# TASK
Filter this data down to the lines that hold "weren", and copy them.

(DATA FOR REVIEW)

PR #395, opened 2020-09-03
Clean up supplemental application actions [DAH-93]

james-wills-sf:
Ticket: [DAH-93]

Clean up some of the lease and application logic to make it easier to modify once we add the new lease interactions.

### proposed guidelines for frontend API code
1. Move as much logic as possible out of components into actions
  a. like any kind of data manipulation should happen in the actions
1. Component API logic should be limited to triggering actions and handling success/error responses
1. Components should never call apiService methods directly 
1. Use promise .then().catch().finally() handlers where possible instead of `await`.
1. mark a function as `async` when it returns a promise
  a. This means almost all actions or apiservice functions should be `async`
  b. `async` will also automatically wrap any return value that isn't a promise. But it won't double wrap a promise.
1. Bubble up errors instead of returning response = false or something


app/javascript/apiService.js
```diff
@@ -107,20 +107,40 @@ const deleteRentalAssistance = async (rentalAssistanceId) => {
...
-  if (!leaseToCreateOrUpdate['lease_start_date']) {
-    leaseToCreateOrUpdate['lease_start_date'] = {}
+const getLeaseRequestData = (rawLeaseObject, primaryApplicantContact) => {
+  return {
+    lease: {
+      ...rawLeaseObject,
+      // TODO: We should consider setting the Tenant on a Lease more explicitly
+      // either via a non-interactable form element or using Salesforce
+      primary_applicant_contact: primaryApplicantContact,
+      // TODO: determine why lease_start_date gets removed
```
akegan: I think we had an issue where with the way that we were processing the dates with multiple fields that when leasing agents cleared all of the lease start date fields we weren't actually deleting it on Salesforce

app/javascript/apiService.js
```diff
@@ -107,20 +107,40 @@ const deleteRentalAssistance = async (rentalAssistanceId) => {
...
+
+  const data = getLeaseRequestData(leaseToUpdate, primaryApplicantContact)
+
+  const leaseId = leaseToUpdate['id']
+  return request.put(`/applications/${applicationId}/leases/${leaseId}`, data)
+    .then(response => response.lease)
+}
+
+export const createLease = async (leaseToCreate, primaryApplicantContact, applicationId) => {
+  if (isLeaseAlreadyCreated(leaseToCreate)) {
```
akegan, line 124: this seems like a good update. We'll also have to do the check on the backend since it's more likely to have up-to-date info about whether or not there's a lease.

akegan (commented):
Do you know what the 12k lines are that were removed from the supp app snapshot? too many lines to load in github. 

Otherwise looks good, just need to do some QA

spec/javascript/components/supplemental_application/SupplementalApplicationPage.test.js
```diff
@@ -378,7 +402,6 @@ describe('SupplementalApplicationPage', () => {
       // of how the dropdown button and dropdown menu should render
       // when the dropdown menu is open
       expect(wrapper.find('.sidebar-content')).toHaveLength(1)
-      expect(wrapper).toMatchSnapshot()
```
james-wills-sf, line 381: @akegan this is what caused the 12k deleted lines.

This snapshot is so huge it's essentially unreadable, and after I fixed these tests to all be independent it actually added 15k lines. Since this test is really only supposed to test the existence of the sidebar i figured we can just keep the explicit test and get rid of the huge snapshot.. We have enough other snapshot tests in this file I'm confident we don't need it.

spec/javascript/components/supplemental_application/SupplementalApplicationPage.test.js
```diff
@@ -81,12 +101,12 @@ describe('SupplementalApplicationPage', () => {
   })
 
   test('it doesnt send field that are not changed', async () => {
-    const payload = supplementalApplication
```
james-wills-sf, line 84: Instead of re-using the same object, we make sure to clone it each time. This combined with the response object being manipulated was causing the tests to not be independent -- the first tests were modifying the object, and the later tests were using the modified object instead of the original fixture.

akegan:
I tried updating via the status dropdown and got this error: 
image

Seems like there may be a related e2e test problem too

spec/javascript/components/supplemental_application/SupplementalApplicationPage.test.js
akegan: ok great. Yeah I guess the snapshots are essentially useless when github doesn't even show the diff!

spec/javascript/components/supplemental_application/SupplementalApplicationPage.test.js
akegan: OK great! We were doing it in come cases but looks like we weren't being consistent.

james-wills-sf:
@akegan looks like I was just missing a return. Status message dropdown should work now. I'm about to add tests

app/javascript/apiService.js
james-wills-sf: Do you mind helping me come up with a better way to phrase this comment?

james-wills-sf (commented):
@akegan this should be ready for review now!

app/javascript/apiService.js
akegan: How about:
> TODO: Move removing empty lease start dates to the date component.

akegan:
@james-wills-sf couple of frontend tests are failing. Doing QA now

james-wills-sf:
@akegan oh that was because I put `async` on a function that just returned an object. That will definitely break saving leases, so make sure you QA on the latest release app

(End DATA FOR REVIEW)

# TASK OUTPUT
akegan: I think we had an issue where with the way that we were processing the dates with multiple fields that when leasing agents cleared all of the lease start date fields we weren't actually deleting it on Salesforce
akegan: OK great! We were doing it in come cases but looks like we weren't being consistent.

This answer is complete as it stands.